Set down exactly the lines that run from the line with "property to nodes" to the end of the data, and nothing else.

▶ **Data section**
++++++++
Issue #2209, opened 2020-05-04
Add "ancestry" property to nodes


WilcoFiers:
Currently, axe-core has the "selector" property, which gives a CSS selector that is designed to be easy for developers to read, and understand the element from. This selector is helpful, but costly to compute and somewhat prone to change.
++++++++
▶ **Result**
Add "ancestry" property to nodes


WilcoFiers:
Currently, axe-core has the "selector" property, which gives a CSS selector that is designed to be easy for developers to read, and understand the element from. This selector is helpful, but costly to compute and somewhat prone to change.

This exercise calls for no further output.